Your instructions —
Transcribe the listing below exactly, leaving nothing out.

The input —
PR #288, opened 2026-08-22
Fix table qualification in whereIn subqueries

### LINKED ISSUE #231: subQuery `.from()` references wrong table (regression from v4 to v6)
We had an entity with the following scope in Quick 4:

```
					q.whereHas( "child", ( q ) => q.whereIn( "familyID", ( q ) => {
						q.from( "family_parents" )
							.where( "clientID", "=", application.clientID )
							.where( "userID", "=", parentUserID )
							.select( "familyID" );
					} ) )
```

which emitted this (focus is on the `whereIn()` portion with `where [clientID] = @P4`

```
WHERE
    [registrations].[clientID] = @P0 AND
    [registrations].[registered] = @P1 AND
    [registrations].[seasonID] = @P2 AND
    [registrations].[childID] != @P3 AND
    EXISTS (
        SELECT 1 FROM [children]
        WHERE
            ([children].[childID] = [registrations].[childID]) AND
            [children].[familyID] IN (
                SELECT [familyID]
                FROM [family_parents]
                WHERE
                    [clientID] = @P4 AND
                    [userID] = @P5
            )
    )
```

In Quick 6/7, it does this:

```
FROM [registrations]
WHERE
    [registrations].[clientID] = @P0 AND
    [registrations].[registered] = @P1 AND
    [registrations].[seasonID] = @P2 AND
    [registrations].[childID] != @P3 AND
    EXISTS (
        SELECT 1 FROM [children]
        WHERE
            ([children].[childID] = [registrations].[childID]) AND
            [children].[familyID] IN (
                -- should be select fp.familyID from family_parents where fp.clientID = x and fp.userID = y
                SELECT [children].[familyID]
                FROM [family_parents]
                WHERE
                    [children].[clientID] = @P4 AND
                    [userID] = @P5
            )
    )
```

This appears to occur only when both the parent object and the subQuery `.from()` table contain the same column: the builder references the parent table's column even with an explicit `.from()`

A workaround is to avoid `.whereIn()` in favor of additional `.whereHas()` but this is a prickly one as it's tough to track down unless you're explicitly testing for valid results in these queries.

### LINKED ISSUE #248: .from in .whereIn subquery incorrectly results in parent entity table
The following Quick scope is producing an erroneous table prefix for the 'where in' clause.
```

     function scopeNotInCloneQueue( query, required string seasonUID ) {
                return query.whereNotIn( "registrationID", function( sQ ) {
                        sQ.from( "registration_clone_queue" )
                                .select( "registrationID" )
                                .join(
                                        "registration_clone_queue_batches",
                                        "registration_clone_queue.batchID",
                                        "=",
                                        "registration_clone_queue_batches.batchID"
                                )
                                .whereTargetSeasonUID( seasonUID )
                } );
        }
```

### What did you expect to happen?

The subquery should be selecting registrationID from registration_clone_queue.

### What actually happened instead?

The SQL produced was to SELECT registrationID FROM registrations (the table of the parent entity where the scope lives). registrationID is the primary key.

A workaround is to specify an alias in the `from` clause and refer to the registraitonID explicitly with the table prefix.

### Environment

List the software versions you're using:

 - Quick: 7.3.1 / Lucee 5

elpete:
Closes #248
Closes #231

## Issue review

Issues #248 and #231 are the same reproducible table-qualification bug at different nesting depths. A closure-based `whereIn`/`whereNotIn` subquery inherits Quick's entity-aware column formatter. After the closure changes the subquery table with `from()`, attribute names shared with the parent entity were still qualified against the parent table.

Recommendation: **10/10 - implement.**

Reasons for:

- the generated SQL can silently return incorrect records, not merely throw an error;
- closure subqueries and relationship constraints are supported public qb/Quick APIs;
- the fix retains attribute-to-column mapping while using the subquery's actual table or alias;
- the same correction covers direct subqueries (#248) and subqueries nested inside `whereHas` (#231).

Tradeoffs:

- subquery columns are now explicitly qualified with their current table/alias, which can change exact SQL-string snapshots;
- the formatter adjustment is deliberately scoped to closure-based `whereIn`/`whereNotIn` subqueries rather than changing qualification globally.

## Reproduction and fix

The #248 regression uses a direct public `whereNotIn` query. Before the fix, current `next` with qb 14.0.0-beta.3 generated:

```sql
SELECT `users`.`id` FROM `countries`
```

The #231 regression recreates the reported nested public flow:

```cfml
getInstance( "Registration" ).whereHas( "child", function( q ) {
    q.whereIn( "familyID", function( subquery ) {
        subquery.from( "family_parents" ).select( "familyID" );
    } );
} );
```

Before the fix it generated:

```sql
SELECT `children`.`familyID` FROM `family_parents`
```

and could return a false-positive registration. The callback now installs a formatter tied to the subquery builder, producing `countries.id` and `family_parents.familyID` respectively. Table aliases are also honored.

## Validation

- #248 test-first reproduction: 9 passed, 1 failed, 0 errors before implementation.
- #231 test-first reproduction: 37 passed, 1 failed, 0 errors before implementation.
- focused relationship-query suite after fix: 38 passed, 0 failed, 0 errors.
- full Lucee 6 suite using qb 14.0.0-beta.3: 497 passed, 0 failed, 0 errors, 3 skipped.
- `box run-script format`
- `git diff --check`

### DIFF
--- a/models/QuickBuilder.cfc
+++ b/models/QuickBuilder.cfc
@@ -862,6 +862,24 @@ component accessors="true" transientCache="false" {
 	}
 
 	/**
+	 * Qualifies a column using the current table for the provided query.
+	 *
+	 * @column The column to qualify.
+	 * @query  The query whose current table should be used.
+	 *
+	 * @return string
+	 */
+	public string function qualifyColumnForQuery( required string column, required any query ) {
+		var tableName = arguments.query.getTableName();
+		if ( arguments.query.getAlias() != "" ) {
+			tableName = arguments.query.getAlias();
+		}
+		return !isNull( tableName ) && isSimpleValue( tableName ) && tableName != ""
+		 ? qualifyColumn( arguments.column, tableName )
+		 : qualifyColumn( arguments.column );
+	}
+
+	/**
 	 * Returns the table name of the underlying entity
 	 */
 	public string function tableName() {
--- a/models/QuickQB.cfc
+++ b/models/QuickQB.cfc
@@ -80,6 +80,15 @@ component
 	) {
 		if ( isStruct( arguments.values ) && structKeyExists( arguments.values, "isQuickBuilder" ) ) {
 			arguments.values = arguments.values.getQB();
+		} else if ( isClosure( arguments.values ) || isCustomFunction( arguments.values ) ) {
+			var callback     = arguments.values;
+			var quickBuilder = variables.quickBuilder;
+			arguments.values = function( query ) {
+				query.setColumnFormatter( function( column ) {
+					return quickBuilder.qualifyColumnForQuery( column, query );
+				} );
+				return callback( query );
+			};
 		}
 
 		return super.whereIn( argumentCollection = arguments );
--- a/tests/specs/integration/BaseEntity/Relationships/QueryingRelationshipsSpec.cfc
+++ b/tests/specs/integration/BaseEntity/Relationships/QueryingRelationshipsSpec.cfc
@@ -38,6 +38,23 @@ component extends="tests.resources.ModuleIntegrationSpec" {
 						expect( users ).toHaveLength( 1 );
 					} );
 
+					it( "uses a whereIn subquery table inside whereHas", function() {
+						queryExecute(
+							"INSERT INTO family_parents ( parentID, familyID ) VALUES ( :parentID, :familyID )",
+							{ "parentID" : 1, "familyID" : 2 },
+							{ "datasource" : "quick" }
+						);
+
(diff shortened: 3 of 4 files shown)


elpete:
## Additional issue review: #231

Addresses #231. **Fit score: 10/10.** This is the same silent table-qualification regression covered by this PR. Supporting explicit `from()` tables inside `whereIn()` is essential because returning plausible but incorrect records is worse than a hard failure. The branch includes the exact public `whereHas` + `whereIn` regression first, and the shared fix correctly qualifies the nested select from `family_parents`. The tradeoff is limited to correcting SQL ownership; no public API changes.

Issue #245, opened 2024-01-25
[GitBook] Create() Method Documentation Improvement


homestar9:
@elpete, I no longer have access to the Quick documentation on Gitbook for some reason, so I'm posting my suggestion here:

Answer to the exercise —
PR #288, opened 2026-08-22
Fix table qualification in whereIn subqueries

### LINKED ISSUE #231: subQuery `.from()` references wrong table (regression from v4 to v6)
We had an entity with the following scope in Quick 4:

```
					q.whereHas( "child", ( q ) => q.whereIn( "familyID", ( q ) => {
						q.from( "family_parents" )
							.where( "clientID", "=", application.clientID )
							.where( "userID", "=", parentUserID )
							.select( "familyID" );
					} ) )
```

which emitted this (focus is on the `whereIn()` portion with `where [clientID] = @P4`

```
WHERE
    [registrations].[clientID] = @P0 AND
    [registrations].[registered] = @P1 AND
    [registrations].[seasonID] = @P2 AND
    [registrations].[childID] != @P3 AND
    EXISTS (
        SELECT 1 FROM [children]
        WHERE
            ([children].[childID] = [registrations].[childID]) AND
            [children].[familyID] IN (
                SELECT [familyID]
                FROM [family_parents]
                WHERE
                    [clientID] = @P4 AND
                    [userID] = @P5
            )
    )
```

In Quick 6/7, it does this:

```
FROM [registrations]
WHERE
    [registrations].[clientID] = @P0 AND
    [registrations].[registered] = @P1 AND
    [registrations].[seasonID] = @P2 AND
    [registrations].[childID] != @P3 AND
    EXISTS (
        SELECT 1 FROM [children]
        WHERE
            ([children].[childID] = [registrations].[childID]) AND
            [children].[familyID] IN (
                -- should be select fp.familyID from family_parents where fp.clientID = x and fp.userID = y
                SELECT [children].[familyID]
                FROM [family_parents]
                WHERE
                    [children].[clientID] = @P4 AND
                    [userID] = @P5
            )
    )
```

This appears to occur only when both the parent object and the subQuery `.from()` table contain the same column: the builder references the parent table's column even with an explicit `.from()`

A workaround is to avoid `.whereIn()` in favor of additional `.whereHas()` but this is a prickly one as it's tough to track down unless you're explicitly testing for valid results in these queries.

### LINKED ISSUE #248: .from in .whereIn subquery incorrectly results in parent entity table
The following Quick scope is producing an erroneous table prefix for the 'where in' clause.
```

     function scopeNotInCloneQueue( query, required string seasonUID ) {
                return query.whereNotIn( "registrationID", function( sQ ) {
                        sQ.from( "registration_clone_queue" )
                                .select( "registrationID" )
                                .join(
                                        "registration_clone_queue_batches",
                                        "registration_clone_queue.batchID",
                                        "=",
                                        "registration_clone_queue_batches.batchID"
                                )
                                .whereTargetSeasonUID( seasonUID )
                } );
        }
```

### What did you expect to happen?

The subquery should be selecting registrationID from registration_clone_queue.

### What actually happened instead?

The SQL produced was to SELECT registrationID FROM registrations (the table of the parent entity where the scope lives). registrationID is the primary key.

A workaround is to specify an alias in the `from` clause and refer to the registraitonID explicitly with the table prefix.

### Environment

List the software versions you're using:

 - Quick: 7.3.1 / Lucee 5

elpete:
Closes #248
Closes #231

## Issue review

Issues #248 and #231 are the same reproducible table-qualification bug at different nesting depths. A closure-based `whereIn`/`whereNotIn` subquery inherits Quick's entity-aware column formatter. After the closure changes the subquery table with `from()`, attribute names shared with the parent entity were still qualified against the parent table.

Recommendation: **10/10 - implement.**

Reasons for:

- the generated SQL can silently return incorrect records, not merely throw an error;
- closure subqueries and relationship constraints are supported public qb/Quick APIs;
- the fix retains attribute-to-column mapping while using the subquery's actual table or alias;
- the same correction covers direct subqueries (#248) and subqueries nested inside `whereHas` (#231).

Tradeoffs:

- subquery columns are now explicitly qualified with their current table/alias, which can change exact SQL-string snapshots;
- the formatter adjustment is deliberately scoped to closure-based `whereIn`/`whereNotIn` subqueries rather than changing qualification globally.

## Reproduction and fix

The #248 regression uses a direct public `whereNotIn` query. Before the fix, current `next` with qb 14.0.0-beta.3 generated:

```sql
SELECT `users`.`id` FROM `countries`
```

The #231 regression recreates the reported nested public flow:

```cfml
getInstance( "Registration" ).whereHas( "child", function( q ) {
    q.whereIn( "familyID", function( subquery ) {
        subquery.from( "family_parents" ).select( "familyID" );
    } );
} );
```

Before the fix it generated:

```sql
SELECT `children`.`familyID` FROM `family_parents`
```

and could return a false-positive registration. The callback now installs a formatter tied to the subquery builder, producing `countries.id` and `family_parents.familyID` respectively. Table aliases are also honored.

## Validation

- #248 test-first reproduction: 9 passed, 1 failed, 0 errors before implementation.
- #231 test-first reproduction: 37 passed, 1 failed, 0 errors before implementation.
- focused relationship-query suite after fix: 38 passed, 0 failed, 0 errors.
- full Lucee 6 suite using qb 14.0.0-beta.3: 497 passed, 0 failed, 0 errors, 3 skipped.
- `box run-script format`
- `git diff --check`

### DIFF
--- a/models/QuickBuilder.cfc
+++ b/models/QuickBuilder.cfc
@@ -862,6 +862,24 @@ component accessors="true" transientCache="false" {
 	}
 
 	/**
+	 * Qualifies a column using the current table for the provided query.
+	 *
+	 * @column The column to qualify.
+	 * @query  The query whose current table should be used.
+	 *
+	 * @return string
+	 */
+	public string function qualifyColumnForQuery( required string column, required any query ) {
+		var tableName = arguments.query.getTableName();
+		if ( arguments.query.getAlias() != "" ) {
+			tableName = arguments.query.getAlias();
+		}
+		return !isNull( tableName ) && isSimpleValue( tableName ) && tableName != ""
+		 ? qualifyColumn( arguments.column, tableName )
+		 : qualifyColumn( arguments.column );
+	}
+
+	/**
 	 * Returns the table name of the underlying entity
 	 */
 	public string function tableName() {
--- a/models/QuickQB.cfc
+++ b/models/QuickQB.cfc
@@ -80,6 +80,15 @@ component
 	) {
 		if ( isStruct( arguments.values ) && structKeyExists( arguments.values, "isQuickBuilder" ) ) {
 			arguments.values = arguments.values.getQB();
+		} else if ( isClosure( arguments.values ) || isCustomFunction( arguments.values ) ) {
+			var callback     = arguments.values;
+			var quickBuilder = variables.quickBuilder;
+			arguments.values = function( query ) {
+				query.setColumnFormatter( function( column ) {
+					return quickBuilder.qualifyColumnForQuery( column, query );
+				} );
+				return callback( query );
+			};
 		}
 
 		return super.whereIn( argumentCollection = arguments );
--- a/tests/specs/integration/BaseEntity/Relationships/QueryingRelationshipsSpec.cfc
+++ b/tests/specs/integration/BaseEntity/Relationships/QueryingRelationshipsSpec.cfc
@@ -38,6 +38,23 @@ component extends="tests.resources.ModuleIntegrationSpec" {
 						expect( users ).toHaveLength( 1 );
 					} );
 
+					it( "uses a whereIn subquery table inside whereHas", function() {
+						queryExecute(
+							"INSERT INTO family_parents ( parentID, familyID ) VALUES ( :parentID, :familyID )",
+							{ "parentID" : 1, "familyID" : 2 },
+							{ "datasource" : "quick" }
+						);
+
(diff shortened: 3 of 4 files shown)


elpete:
## Additional issue review: #231

Addresses #231. **Fit score: 10/10.** This is the same silent table-qualification regression covered by this PR. Supporting explicit `from()` tables inside `whereIn()` is essential because returning plausible but incorrect records is worse than a hard failure. The branch includes the exact public `whereHas` + `whereIn` regression first, and the shared fix correctly qualifies the nested select from `family_parents`. The tradeoff is limited to correcting SQL ownership; no public API changes.

Issue #245, opened 2024-01-25
[GitBook] Create() Method Documentation Improvement


homestar9:
@elpete, I no longer have access to the Quick documentation on Gitbook for some reason, so I'm posting my suggestion here:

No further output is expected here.